Quel est le nom de cette montagne, déjà ? Je ne sais pas. Continuons, étape par étape.

Les descentes sont engagées : entre des rochers accidentés et un terrain parfois extrêmement raide, nous descendons prudemment. Heureusement, tout est gelé dans ce qui semble être une solide couche de glace, ce qui nous évite de nous inquiéter du risque d'avalanche.

Mes jambes deviennent plus lourdes et je suggère une pause avec une courte sieste à Rudolfshütte. À 3 heures du matin, nous trouvons finalement une entrée vers un espace abrité et nous nous allongeons simplement entre de vieilles frites, des bouts de saucisses et autres déchets. Nous sommes assez fatigués à ce stade. Après quelques minutes, avec la sensation d'avoir dormi un peu, nous continuons vers la partie la plus technique du parcours.

La patrouille de l'aube

Mes jambes brûlent et j'ai mal au ventre. Mon estomac se rebelle et je ne peux pas me résoudre à manger quoi que ce soit. À l'aube, nous mettons les crampons, alors que nous avons déjà 8 000 m de dénivelé dans les jambes, je n'ai jamais autant grimpé d'un coup de ma vie.

Nous faisons le tour du Johannisberg à ski et nous nous attaquons à l'avant-dernier grand obstacle - l'arête de la Romariswandköpfe, une montée en terrain de niveau 3 ou 4. Nous sommes épuisés, mais nous devons vraiment nous ressaisir et nous concentrer sur ce tronçon. Nous n'avons pas le choix, c'est la seule transition vers le Grossglockner.

Le bon côté

Je suis, comme on dit en allemand, "banane" : je fais dix pas et je me laisse tomber, je lève les yeux et je me demande pourquoi le sommet ne se rapproche pas. Je vais répéter ce processus au cours des prochaines heures comme un moulin à prières. Rétrospectivement, c'est une expérience personnelle intéressante pour découvrir la force de mon esprit : Il joue des tours à mon corps, malgré son autodéfense.

Enfin, nous arrivons sur une descente difficile, sous la pression du vent, transition finale vers le glacier Glockner et les derniers mètres jusqu'à l'Eagle's Rest où notre équipage nous attend déjà. Je veux juste m'asseoir et rester assis. Mais abandonner après 26 heures avec le dernier sommet en vue n'est pas une option ! Nous mettons donc les crampons une dernière fois et nous nous attaquons aux 300 derniers mètres.
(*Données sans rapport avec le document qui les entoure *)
PR #316852, opened 2024-06-03
sdr-j-fm: init at 3.16-unstable-2023-12-07

doronbehar:
###### Things done

- Built on platform(s)
  - [x] x86_64-linux
  - [ ] aarch64-linux
  - [ ] x86_64-darwin
  - [ ] aarch64-darwin
- [ ] Tested, as applicable:

### DIFF
--- a/pkgs/applications/radio/sdr-j-fm/default.nix
+++ b/pkgs/applications/radio/sdr-j-fm/default.nix
@@ -1,0 +1,77 @@
+{
+  lib,
+  stdenv,
+  fetchFromGitHub,
+  cmake,
+  wrapQtAppsHook,
+  pkg-config,
+  qtbase,
+  qwt,
+  fftwFloat,
+  libsamplerate,
+  portaudio,
+  libusb1,
+  libsndfile,
+  featuresOverride ? { },
+}:
+
+stdenv.mkDerivation (finalAttrs: {
+  pname = "sdr-j-fm";
+  # The stable release doen't include the commit the came after 3.16 which
+  # added support for cmake options instead of using cmake set() commands. See
+  # also: https://github.com/JvanKatwijk/sdr-j-fm/pull/25
+  version = "3.16-unstable-2023-12-07";
+
+  src = fetchFromGitHub {
+    owner = "JvanKatwijk";
+    repo = "sdr-j-fm";
+    rev = "8e3a67f8fbf72dd6968cbeb2e3d7d513fd107c71";
+    hash = "sha256-l9WqfhDp2V01lhleYZqRpmyL1Ww+tJj10bjkMMlvyA0=";
+  };
+
+  nativeBuildInputs = [
+    cmake
+    wrapQtAppsHook
+    pkg-config
+  ];
+
+  buildInputs = [
+    qtbase
+    qwt
+    fftwFloat
+    libsamplerate
+    portaudio
+    libusb1
+    libsndfile
+  ];
+  cmakeFlags = lib.mapAttrsToList lib.cmakeBool finalAttrs.passthru.features;
+
+  passthru = {
+    features = {
+      # All of these features don't require an external depencies, althought it
+      # may be implied - upstraem bundles everything they need in their repo.
+      AIRSPY =     true;
+      SDRPLAY =    true;
+      SDRPLAY_V3 = true;
+      HACKRF =     true;
+      PLUTO =      true;
+      # Some more cmake flags are mentioned in upstream's CMakeLists.txt file
+      # but they don't actually make a difference.
+    } // featuresOverride;
+  };
+
+  postInstall = ''
+    # Weird default of upstream
+    mv $out/linux-bin $out/bin
+  '';
+
+  meta = with lib; {
+    description = "SDR based FM radio receiver software";
+    homepage = "https://github.com/JvanKatwijk/sdr-j-fm";
+    license = licenses.gpl2Only;
+    maintainers = with maintainers; [ doronbehar ];
+    # Upstream doesn't find libusb1 on Darwin. Upstream probably doesn't
+    # support it officially.
+    platforms = platforms.linux;
+  };
+})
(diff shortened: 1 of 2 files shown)


pkgs/applications/radio/sdr-j-fm/default.nix
```diff
@@ -0,0 +1,65 @@
...
+    librtlsdr
+    sdrplay
+  ];
+  postInstall = ''
+    # Weird default of upstream
+    mv $out/linux-bin $out/bin
+  '';
+
+  meta = with lib; {
+    description = "Sdr-j fm software";
```
markuskowa, line 60:
```suggestion
    description = "SDR based FM radio receiver software";
```
(is a bit more descriptive and does not contain the name of the package)

markuskowa (changes requested):
Please move the package to pkgs/by-name/sd/sdr-j-fm.
(see https://github.com/NixOS/rfcs/blob/master/rfcs/0140-simple-package-paths.md)
Please also consider to format the code with `nixfmt-rfc-style`.

pkgs/applications/radio/sdr-j-fm/default.nix
doronbehar: > (is a bit more descriptive and does not contain the name of the package)

Thanks!

doronbehar:
> Please move the package to pkgs/by-name/sd/sdr-j-fm. (see [NixOS/rfcs@`master`/rfcs/0140-simple-package-paths.md](https://github.com/NixOS/rfcs/blob/master/rfcs/0140-simple-package-paths.md?rgh-link-date=2024-06-03T11%3A45%3A22Z)) Please also consider to format the code with `nixfmt-rfc-style`.

Done!

doronbehar:
Thanks for the review.

doronbehar:
Oh I didn't use `pkgs/by-name` because I wanted to use `libsForQt5.callPackage`...

doronbehar:
I think that in this case not using `libsForQt5` is preferred, as it makes it possible to cross compile it. What do you think?

markuskowa:
> Oh I didn't use `pkgs/by-name` because I wanted to use `libsForQt5.callPackage`...

You can put it under `pkgs/by-name`, but then call it from `all-packages.nix` with `libsForQt5.callPackage`, or override parameters (at least that was my understanding how it should be done).

markuskowa:
> I think that in this case not using `libsForQt5` is preferred, as it makes it possible to cross compile it. What do you think?

I am not super familiar with the cross compiling intricacies. I would tend to recommend `libsForQt5` since this is the standard way to package a Qt-GUI package (?).

doronbehar:
> You can put it under `pkgs/by-name`, but then call it from `all-packages.nix` with `libsForQt5.callPackage`

Hmm OK haven't thought about that. Done.

markuskowa:
> > You can put it under `pkgs/by-name`, but then call it from `all-packages.nix` with `libsForQt5.callPackage`
> 
> On a 2nd thought, are you sure that's the correct thing to do? It fails currently:
> 
> https://github.com/NixOS/nixpkgs/actions/runs/9349951140/job/25732383548

Yes, you are right. This seems to make it an exception. 
This is the 1st time I run this issue since by-name is actively implemented.

doronbehar:
Apparently also using `pkgs/by-name` and a `default.nix` is also disallowed... Switched back to regular old `pkgs/applications/radio`.

pkgs/applications/radio/sdr-j-fm/default.nix
```diff
@@ -0,0 +1,66 @@
...
+  pkg-config,
+  qtbase,
+  qwt,
+  fftwFloat,
+  libsamplerate,
+  portaudio,
+  libusb,
+  libsndfile,
+  airspy,
+  librtlsdr,
```
markuskowa, line 16:
```suggestion
  rtl-sdr-librtlsdr,
```
I guess this got renamed at some point.

markuskowa: Ah, yes we have 3 different implementations for the library by now.

markuskowa (approved):

pkgs/applications/radio/sdr-j-fm/default.nix
```diff
@@ -0,0 +1,66 @@
...
+  qtbase,
+  qwt,
+  fftwFloat,
+  libsamplerate,
+  portaudio,
+  libusb1,
+  libsndfile,
+  airspy,
+  rtl-sdr,
+  sdrplay,
```
markuskowa, line 17: This package is `unfree`. One could consider to make it optional.

doronbehar: > This package is `unfree`. One could consider to make it optional. (I have no strong opinion on this)

Thanks for noticing this :) Apparently, the 3 dependencies `airspy`, `rtl-sdr` and `sdrplay` weren't really needed (I don't remember why I added them in the first place). So they are removed now.

doronbehar:
OK Apparently I misunderstood completely the `cmakeFlags` that upstream supports and how are they related to the devices' buildInputs I added initially. Now I read upstream's cmake files and it should be good.

markuskowa:
It fails to build on Darwin. Restrict the platform to Linux?

doronbehar:
> It fails to build on Darwin. Restrict the platform to Linux?

Done.

markuskowa (approved):

markuskowa:
> Apparently also using `pkgs/by-name` and a `default.nix` is also disallowed... Switched back to regular old `pkgs/applications/radio`.

Yes, under this tree the main file should be called `package.nix`.

doronbehar:
Thanks @markuskowa for the review. Here are a few more SDR related packages I recently added PRs for:

- https://github.com/NixOS/nixpkgs/pull/316920
- https://github.com/NixOS/nixpkgs/pull/316841

If they are of interest to you your review is welcome.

Nous sommes ridiculement proches et pourtant infiniment loin. Je suis très heureux lorsque nous arrivons enfin au sommet à 3 798 m : C'est fait !

Fini ? Malheureusement pas tout à fait : La descente dans un voile blanc total s'est avérée être la cerise sur le gâteau d'une folle aventure dans les Alpes autrichiennes.